# Difference between "algebraically closed field" and the "relatively algebraically closed field"?

I am a beginner in field theory. It seems that there is a difference between $F$ being algebraically closed in some larger extension $E$ and $F$ being algebraically closed.

For example,

$\Bbb Q$ is not algebraically closed but it is algebraically closed within $\Bbb Q.$

And

$\Bbb Q$ is algebraiclly closed within $\Bbb Q(t).$ (i.e. $\overline{\Bbb Q}_{\Bbb Q(t)}=\Bbb Q$)

I am confused with the above two examples and the difference between the two definitions. Can someone help me, please?
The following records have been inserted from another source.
PR #1574, opened 2026-04-17
DEVPROD-31767 Add S3 storage cost admin fields for AWS account lists

malikchaya2:
DEVPROD-31767

### Description
This adds the fields added in https://github.com/evergreen-ci/evergreen/pull/10101 to the admin settings page. 

### Screenshots
image

### Testing
Added tests and tested against staging.


apps/spruce/src/pages/adminSettings/tabs/GeneralTab/OtherTab/schemaFields.ts
```diff
@@ -163,6 +163,20 @@ export const miscSettings = {
               title: "Default Max Artifact Expiration Days",
               minimum: 1,
             },
+            devprodOwnedAwsAccountIds: {
+              type: "array" as const,
+              title: "Devprod-owned AWS account IDs",
```
athammer: minor but seems like the other titles are title case, can we keep with that pattern?

apps/spruce/src/pages/adminSettings/tabs/GeneralTab/OtherTab/transformers.ts
```diff
@@ -273,11 +286,16 @@ export const formToGql = ((form: OtherFormState) => {
             miscSettings.cost.s3Cost.uploadCostDiscount ?? undefined,
         },
         storage: {
+          ...s3StoragePassthrough,
```
athammer: what's the reason for this addition? saw we added the new values below so wasn't sure if we were missing other values or something. if so can we add a TODO so we can add them explicitly at a later date?

athammer (approved):
added a few comments but nothing blocking

apps/spruce/src/pages/adminSettings/tabs/GeneralTab/OtherTab/transformers.ts
malikchaya2: It merges in the server’s storage (minus __typename) so partial “Other” saves don’t drop fields, and it avoids putting __typename on the mutation. But it's not strictly needed so I removed it to keep this PR more targeted.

Suppose $K$ is a field extension of $F$. We say $F$ is algebraically closed in $K$ if for any polynomial $p(x) \in F[x]$ and any root of $p(x)$, $\alpha$, if $\alpha \in K$, then $\alpha \in F$. The point here is that there are no elements of $K$ algebraic over $F$ that are not already in $F$.
We say $F$ is algebraically closed if for any polynomial $p(x) \in F[x]$, $F$ contains all the roots of $p(x)$. This can be considered the most extreme form of the first definition. We are basically saying $F$ is algebraically closed in every extension of $F$, which is equivalent to saying it is algebraically closed in each extension that is a splitting field for some polynomial $p(x) \in F[x]$, i.e. every normal extension.